== Extracted information ==

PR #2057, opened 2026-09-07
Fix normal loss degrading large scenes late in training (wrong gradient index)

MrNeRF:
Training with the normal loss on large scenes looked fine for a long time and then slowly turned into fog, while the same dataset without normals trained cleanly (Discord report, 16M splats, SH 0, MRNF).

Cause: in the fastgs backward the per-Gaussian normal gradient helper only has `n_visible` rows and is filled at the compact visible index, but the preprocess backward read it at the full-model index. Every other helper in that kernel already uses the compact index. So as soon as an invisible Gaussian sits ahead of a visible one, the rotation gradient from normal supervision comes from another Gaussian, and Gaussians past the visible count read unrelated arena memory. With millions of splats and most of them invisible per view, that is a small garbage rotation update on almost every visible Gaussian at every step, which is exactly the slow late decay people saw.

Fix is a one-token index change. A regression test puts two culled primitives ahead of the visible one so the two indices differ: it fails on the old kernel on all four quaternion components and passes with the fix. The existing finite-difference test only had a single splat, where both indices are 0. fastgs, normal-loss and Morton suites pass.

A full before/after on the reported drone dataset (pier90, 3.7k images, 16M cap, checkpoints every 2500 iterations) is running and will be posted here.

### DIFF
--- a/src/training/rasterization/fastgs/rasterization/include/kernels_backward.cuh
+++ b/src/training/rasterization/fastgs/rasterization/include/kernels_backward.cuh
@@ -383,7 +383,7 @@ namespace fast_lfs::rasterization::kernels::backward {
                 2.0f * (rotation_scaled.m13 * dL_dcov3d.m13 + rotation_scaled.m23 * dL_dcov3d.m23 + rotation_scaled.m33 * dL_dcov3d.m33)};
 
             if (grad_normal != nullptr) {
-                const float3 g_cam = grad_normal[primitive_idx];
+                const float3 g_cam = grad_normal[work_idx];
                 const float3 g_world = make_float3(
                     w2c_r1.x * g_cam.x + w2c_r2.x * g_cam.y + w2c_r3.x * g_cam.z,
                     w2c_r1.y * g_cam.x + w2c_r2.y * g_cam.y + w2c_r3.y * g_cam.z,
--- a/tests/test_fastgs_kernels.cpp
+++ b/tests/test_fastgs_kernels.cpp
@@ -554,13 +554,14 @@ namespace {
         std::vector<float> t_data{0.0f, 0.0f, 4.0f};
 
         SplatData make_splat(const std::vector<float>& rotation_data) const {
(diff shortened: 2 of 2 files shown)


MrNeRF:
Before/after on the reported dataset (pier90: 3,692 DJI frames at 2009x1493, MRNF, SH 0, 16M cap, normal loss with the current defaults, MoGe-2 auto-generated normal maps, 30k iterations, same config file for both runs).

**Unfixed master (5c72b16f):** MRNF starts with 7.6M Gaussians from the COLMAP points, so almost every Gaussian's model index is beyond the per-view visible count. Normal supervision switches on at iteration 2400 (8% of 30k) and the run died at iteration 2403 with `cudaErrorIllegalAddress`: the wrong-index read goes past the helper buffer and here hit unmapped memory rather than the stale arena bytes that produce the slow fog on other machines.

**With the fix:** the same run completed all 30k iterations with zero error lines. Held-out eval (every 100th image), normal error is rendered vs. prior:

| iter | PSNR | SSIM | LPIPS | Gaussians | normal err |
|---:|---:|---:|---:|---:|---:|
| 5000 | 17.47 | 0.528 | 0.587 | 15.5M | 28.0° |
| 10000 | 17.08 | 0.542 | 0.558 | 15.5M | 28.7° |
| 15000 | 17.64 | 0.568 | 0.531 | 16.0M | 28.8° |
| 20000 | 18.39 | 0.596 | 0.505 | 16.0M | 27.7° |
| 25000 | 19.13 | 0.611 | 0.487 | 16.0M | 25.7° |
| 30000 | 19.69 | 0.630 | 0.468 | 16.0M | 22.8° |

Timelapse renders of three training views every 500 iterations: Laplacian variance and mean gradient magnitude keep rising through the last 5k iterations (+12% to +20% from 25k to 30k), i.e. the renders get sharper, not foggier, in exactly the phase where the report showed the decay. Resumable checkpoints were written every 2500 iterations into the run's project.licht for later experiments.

===

**Exercise description**
Please retype, exactly as written, every line from the line containing "15.5M | 28.0° |" through the last line of the records above, including both of those lines, and nothing else.

**Solution to the problem**
| 5000 | 17.47 | 0.528 | 0.587 | 15.5M | 28.0° |
| 10000 | 17.08 | 0.542 | 0.558 | 15.5M | 28.7° |
| 15000 | 17.64 | 0.568 | 0.531 | 16.0M | 28.8° |
| 20000 | 18.39 | 0.596 | 0.505 | 16.0M | 27.7° |
| 25000 | 19.13 | 0.611 | 0.487 | 16.0M | 25.7° |
| 30000 | 19.69 | 0.630 | 0.468 | 16.0M | 22.8° |

Timelapse renders of three training views every 500 iterations: Laplacian variance and mean gradient magnitude keep rising through the last 5k iterations (+12% to +20% from 25k to 30k), i.e. the renders get sharper, not foggier, in exactly the phase where the report showed the decay. Resumable checkpoints were written every 2500 iterations into the run's project.licht for later experiments.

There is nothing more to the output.